Rather than conducting a witch hunt on sales people in win loss interviews, go for a more holistic approach such as:

  • Why did we win or lose the business?
  • What are the gaps in our proposal?
  • What did we do well that they appreciate?
  • Where can we make improvements?
  • What did the competition do well that they appreciate?
  • Where can the competition make improvements?
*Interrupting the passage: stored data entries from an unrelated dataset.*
PR #433, opened 2026-08-13
Shipped code imported console/, which the deploy does not ship (#432)

### LINKED ISSUE #432: tools/relay-invite.mjs imports from console/, which the deploy does not ship — ERR_MODULE_NOT_FOUND on the box
`tools/relay-invite.mjs:53` imports `../console/nip98.mjs`. `tools/` is in the deploy ship list and `console/` is not, so the tool cannot load in the deployed tree.

Both deploy paths ship the same set and neither includes `console/`:

```
deploy/deploy-runner.sh:63  SHIP='src tests tools package.json package-lock.json config.example.json deploy/…'
deploy/verify-deployed.sh:35 SHIP='…'   (same)
deploy/deploy.sh:36          rsync -az "$DIR/src" "$DIR/tests" "$DIR/tools" …
```

Reproduced against a tree containing only the ship set:

```
IMPORT FAILS: ERR_MODULE_NOT_FOUND | Cannot find module '…/shiptree/console/nip98.mjs'
              imported from '…/shiptree/tools/relay-invite.mjs'
```

## Severity

Latent, not a live outage. `relay-invite.mjs` takes a local key path (`--key ~/.nvoy/owner.nsec`) and reads like a maintainer-machine tool, so it is probably never run from the box. But `tools/` ships, nothing marks this one as off-box, and the failure is `ERR_MODULE_NOT_FOUND` rather than anything that says "run this from a checkout" — so the first person to try it on the box loses time to a resolver error.

I have not checked the actual box. The claim is about the ship list, which is the definition of what lands there.

## The general rule this is an instance of

Nothing enforces that shipped code only imports shipped code. #328 hit the same wall from the other side: pointing `src/bridge.mjs` at `console/scope-hash.mjs` would have been a clean-looking refactor that broke the bridge on the next deploy, minutes after merge. It was caught by reading the ship list, not by any check.

A test that walks the `import` statements in `src/` and `tools/` and asserts every relative target resolves inside the SHIP set would catch both, and would have caught this one when it landed.

Two ways to fix `relay-invite.mjs`, and they are not equivalent:

1. move the shared NIP-98 builder under `src/` and have `console/nip98.mjs` become the browser copy, bound by `tests/nip98_auth.mjs` the way `tests/scope_hash.mjs` binds the two scope-hash copies (#328)
2. add `console` to the ship list — which is a deploy-surface decision and overlaps #412

Related: #328, #412.

JAFairweather:
Closes #432.

`tools/relay-invite.mjs` imported `../console/nip98.mjs`. `tools/` is on the deploy ship list and `console/` is not, so the tool could not load in the deployed tree. The failure is `ERR_MODULE_NOT_FOUND` on a resolver path that says nothing about a deploy set, so the first person to run it from the box loses the time to work that out.

## A move, not a fork

Nothing under `console/` ever imported that module. Its only two importers were `tools/relay-invite.mjs` and `tests/nip98_auth.mjs`, both Node. The module's own header argued it lived in `console/` "because the browser is one of its two callers" — that premise was false.

So it becomes `src/nip98.mjs`, one copy, no second one to drift. The old header was right that two copies of a security-relevant builder is how two copies drift apart, which is why there still is only one. If a console page ever does need it, the arrangement to copy is `console/scope-hash.mjs` (#328): a browser copy bound by a test, not a cross-boundary import in either direction. The header now records that.

## The general control

`tests/ship_imports.mjs` (suite 84). Every relative `import`/`export … from` and `new URL(…, import.meta.url)` target under `src/` and `tools/` must resolve inside the ship list. The list is parsed out of `deploy/deploy-runner.sh` and `deploy/verify-deployed.sh` rather than restated — a copy here would be a fourth place it lives and the one that never gets updated — and the two scripts are asserted to agree, because if they diverge "shipped" has two meanings and the suite is testing the wrong one.

This would have caught #432 when it landed, and it covers the near-miss from the other direction: #328 nearly pointed `src/bridge.mjs` at `console/scope-hash.mjs`, which was caught by reading the ship list by hand.

## Why the walk stops at src/ and tools/

Measured, not assumed. Building a real ship tree with `git archive` and resolving every relative target gives 30 that do not resolve:

| dir | count |
|---|---|
| `src/` | 0 |
| `tools/` | 1 — this bug |
| `tests/` | 29, across 9 suites |

The `tests/` ones are deliberate: they import `console/` to bind a browser copy to its node twin. They do not resolve on the box either, and that is fine — the deploy installs with `npm ci --omit=dev` and never runs the suite there, so nothing on the box loads them. Extending the walk would report 29 findings, none actionable, which is how a check stops being read. The suite header records this so a later reader does not mistake the exclusion for an oversight, and says what would change if the deploy ever did run tests on the box.

## Evidence

Full suite **84/84, exit 0, 2603 assertions**.

Negative control on the real tree: copy the module back to `console/`, repoint the import, and the new suite fails — naming the file and the specifier, not merely refusing.

```
FAIL — no module under src/ or tools/ imports outside the ship list
     tools/relay-invite.mjs -> ../console/nip98.mjs
```

Both synthetic controls are in the suite, because "nothing found" is also what a broken extractor reports: three cross-boundary forms are detected and classified off-boundary, and two ordinary in-tree imports still pass — so the rule refuses the boundary rather than refusing every import. There is a size floor on the walk (≥60 modules, found 76) and it exits 3 INCONCLUSIVE rather than 0 if it cannot read the ship list or the walk comes back too small.

Two environment notes for whoever runs this locally: a fresh worktree needs `npm ci` and a `config.json`, or `install_state` and `read_resilience` fail for reasons that have nothing to do with the change. Confirmed pre-existing by running them on the unmodified worktree first.


JAFairweather:
## Review — approve the move; the guard rail needs one commit first. Your `tests/` exclusion is the right shape, and I verified the premise it rests on. The coverage gap is in the two directories the suite *does* scan.

Reviewed at `fec9e68aeef56fa72741ca5131398525648ae0d2`, 2 ahead / 0 behind `origin/main`.

**83 of 84 suites pass.** `install_state.mjs` fails identically on `origin/main` — same pre-existing local failure I hit on #431, not yours. You report 84/84; the delta is this machine.

## 1. The move is right, and it is a move

Checked against `origin/main` rather than taking the claim: the only importers of `console/nip98.mjs` were `tools/relay-invite.mjs:53` and `tests/nip98_auth.mjs:14`. **Nothing under `console/` ever imported it** — no page, no importmap. The header's "the browser was one of its two callers" was false, and `src/` is where it belongs. One copy after, none left behind, and the suite asserts both.

## 2. Your question — the `tests/` exclusion

**It is the right shape, and I would not widen it.** I checked the premise it rests on rather than accepting it: no script under `deploy/` runs the suite on the box — not `deploy.sh`, not `deploy-runner.sh`, not `verify-deployed.sh`. So the 29 unresolvable imports are inert there, they are deliberate browser↔node bindings, and reporting them is how a check stops being read. The header is the right place for that reasoning and it will still be true when someone asks in a year.

The problem is not the directory you excluded.

## 3. The finding — the extractor is line-anchored, and four of five cross-boundary shapes walk straight past it

`RELATIVE_FROM` requires the specifier to sit on the same line as its `import`/`export`, at the start of a line. I injected a real `console/nip98.mjs` import into `src/` in each shape and ran your suite:

| shape | result |
|---|---|
| single-line `import … from '../console/nip98.mjs'` | CAUGHT (suite fails) |
| multi-line braces | **hidden — suite still passes** |
| newline before `from` | **hidden — suite still passes** |
| `await import('../console/nip98.mjs')` — *literal* specifier | **hidden — suite still passes** |
| multi-line `export … from` | **hidden — suite still passes** |

This is not hypothetical. Three relative imports on the tree **right now** are outside the check's view:

```
src/bridge.mjs:59-61        multi-line   -> ./buzz_policy_client.mjs
tools/waggle-init.mjs:34-35 multi-line   -> ../src/install_state.mjs
tools/approve.mjs:62        await import -> ../src/bridge.mjs
```

All three happen to point inside the ship list, so **your verdict is correct** — but it is asserted over 77 of 81 targets, and the shapes that hide are ordinary style already in use here. A future `console/` import written the way `bridge.mjs:59` is written passes silently. That is the exact defect class #432 exists to close, in the check built to close it.

One header correction: the stated limit is that "dynamic `import(expr)` with a computed specifier is not covered and cannot be, statically." True, but narrower than the real gap — `approve.mjs:62` is a dynamic import with a **literal** specifier, which is statically extractable and is missed.

### The fix, tested before proposing it

`eslint` is already a devDependency, so its parser is present, and the suite only ever runs in dev — the same `npm ci --omit=dev` reasoning your header uses to justify the `tests/` exclusion applies here in your favour. A ~15-line espree walk replaces both regexes:

```js
import { parse } from 'espree'
// ImportDeclaration / ExportNamedDeclaration / ExportAllDeclaration -> node.source.value
// ImportExpression with a Literal source -> dynamic import(), literal specifier
// NewExpression URL(Literal, import.meta.url) -> the file-read form
```

```
                        regex     espree
relative targets found     77         81
off-boundary                0          0     <- your verdict, independently confirmed
all six shapes above    1 of 6      6 of 6
```

Every existing control survives, and the synthetic-good/synthetic-bad pair still does its job.

## 4. The ship list lives in three places; the suite asserts two

Reading the list from the deploy scripts instead of restating it is the right instinct, and the "if they diverge, this whole suite is testing the wrong one" check is the right check. But `deploy-runner.sh:60` says it itself:

> Ship list — MUST mirror **deploy.sh's rsync set** and verify-deployed.sh's SHIP.

`shipListFrom` reads the two that spell it `SHIP='…'`. The third, `deploy/deploy.sh:36-40` and `:41-44`, spells the same set as two inline rsync literals, so it is invisible to the reader and unasserted. The sets are **identical today** — I diffed them — so nothing is broken. But `deploy.sh` is the documented push path from the Mac, and the failure it permits is: someone adds a path to both `SHIP=` lists, this suite passes because those two agree, and the push deploy silently does not ship it. `ERR_MODULE_NOT_FOUND` on the box, by the one deploy path the check does not read.

## 5. Adjacent, not a blocker — a third hand-written NIP-98

`tools/publish_relay_list.mjs:85-93` builds the whole construction by hand: kind 27235, the same `u`/`method`/`payload` tags, and `'Nostr ' + base64(JSON)`. It is in `tools/`, so it could import `../src/nip98.mjs` today with no boundary question at all. `ship_imports.mjs` cannot see it precisely because it imports nothing. Same class as #328 and #432, one file over. Worth an issue.

## 6. Lint

Every claim verified. `npm run lint` is `eslint src tools tests` — **`console/` is genuinely unlinted**, so your read is right and it does deserve its own issue alongside #412. `btoa` is really used, at `src/nip98.mjs:92`, and the comment explaining why it encodes UTF-8 bytes rather than the raw string is the kind of note that stops someone "simplifying" it. Negative control reproduced: an undefined identifier in `src/` still trips `no-undef`.

**Not proven by me:** anything on a box. No deploy run, no `npm ci --omit=dev` tree. That the tool now *loads* in the deployed set is still an inference from the ship list, not an observation — yours to close if you want it closed.

Probe files removed, tree byte-identical, `git status` clean.

JAFairweather:
Reviewed at `fec9e68a`. The fix is right and the move is clean. **The new control does not cover the import forms this codebase actually uses** — I got a live cross-boundary import past it in two different ways. Worth closing before the suite is trusted, since being trusted is its whole job.

## The control misses multi-line and dynamic imports

Same crossing, three spellings, in `tools/grant.mjs` on this branch:

```
import { scopeHash } from '../console/scope-hash.mjs'
  → FAIL — no module under src/ or tools/ imports outside the ship list
         tools/grant.mjs -> ../console/scope-hash.mjs

import {
  scopeHash,
} from '../console/scope-hash.mjs'
  → SHIP IMPORTS PASS

const { scopeHash } = await import('../console/scope-hash.mjs')
  → SHIP IMPORTS PASS
```

That is #432 exactly — a shipped file reaching into `console/` — and the suite written to catch #432 reports the tree clean. (Not in `relay-invite.mjs`, which is separately pinned by the `includes` checks at the bottom; the general walk is what I was testing.)

`RELATIVE_FROM` is anchored to line start, and `[^\n]*?from` cannot cross a newline, so in a multi-line statement the `from` sits on a line beginning `} from …` and never matches. Feeding forms directly to the exported `relativeTargets`:

```
SEEN    single-line static import
MISSED  MULTI-LINE static import
MISSED  MULTI-LINE export-from
MISSED  dynamic import, literal, in expression
MISSED  dynamic import, literal, leading await
SEEN    dynamic import, literal, bare line-start
SEEN    new URL in an expression
```

Two consequences.

**The header overstates coverage.** It says dynamic `import(expr)` "with a computed specifier is not covered and cannot be, statically" — correct, but it reads as though a *literal* specifier is covered. It is not, unless the line happens to begin with `import(`. `tools/approve.mjs:62` is `const { forwardPublic, … } = await import('../src/bridge.mjs')` and is not walked.

**This is live coverage loss, not a hypothetical form.** In `src/` and `tools/` today there are 5 multi-line import statements, 3 with relative targets — `src/bridge.mjs -> ./buzz_policy_client.mjs`, `tools/waggle-init.mjs -> ../src/install_state.mjs` — plus the `approve.mjs` dynamic one. 13 files repo-wide use the multi-line style, so it is house style rather than something a contributor would have to go out of their way to write.

To be fair about severity: every one of those targets is inside the ship list, so **no current defect is hidden** and the tree really is clean. What is missing is the guarantee. The suite's claim is "this would have caught #432 when it landed" — true only for the spelling #432 happened to use, and a reviewer reading `SHIP IMPORTS PASS` cannot tell which spelling was in play.

Dropping the line anchor and matching `from ['"](\.…)['"]` plus `import\(\s*['"](\.…)['"]` covers both, at the cost of matching inside comments and strings — which for this check errs toward a false FAIL that a human reads, rather than a false PASS that nobody does. Your call on the shape; the synthetic controls at the bottom are the right place for the new forms, so the next reader can see they are covered.

## Minor

`check(JSON.stringify(runnerShip) === JSON.stringify(verifyShip), …)` prints `ok` when **both** reads returned null, since `'null' === 'null'`. The two checks above it print FAIL and line 55 exits 3, so nothing is concealed — but "the two SHIP lists are identical" is the wrong sentence to print about two lists that were never read. Move it below the guard.

## Verified rather than read

- **It is a move, not a fork.** Diffed `origin/main:console/nip98.mjs` against `src/nip98.mjs` — 16/-6, every line a comment. The builder is byte-identical.
- **Single-line detection names the file and the specifier**, not just a refusal, which is what makes the failure actionable.
- **The synthetic controls are real controls** — they fail on purpose and pass on purpose, so a zero is a clean tree rather than a dead extractor. That is the reason I went looking for uncovered forms rather than assuming there were none.
- **Both size floors and the exit-3 INCONCLUSIVE paths are present**, on the ship-list read and on the walk.
- **Reading the ship list out of the deploy scripts instead of restating it** is the right call, and asserting the two scripts agree is the part that makes it safe.
- Registered: `package.json` references 84 suites.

Remember that the recommendations you make at the conclusion of your win loss report can impact people’s jobs. Be sensitive to company politics and face saving in your loss reports. Don’t assume a trend or fully believe everything customers tell you. Find several examples of the same trend before reporting it as such. If there is a complaint against a certain person, crosscheck and give that person a chance to tell their side of the story. Sometimes the customer really didn’t get along with an account rep, and they can’t say anything good about him or her. You need to dig deep enough to get the full scoop as to what happened. You will get a more balanced perspective, make the accused employee feel better and feel better about what you’re writing in your win loss report. This is so important for a sustainable win loss analysis program.

Consistency

In closing, one key to your program’s success is consistency. If you have the same person or couple of people conduct win loss interviews (both internally and to customers and prospects), you gain progressively more insight. In the first year, you will learn the issues. By the third year, the interviewer(s) has a solid relationship with sales teams, management and has an incredible grasp of the issues, which gives them the ability to know when and how to probe to gain maximum information from each win loss interview.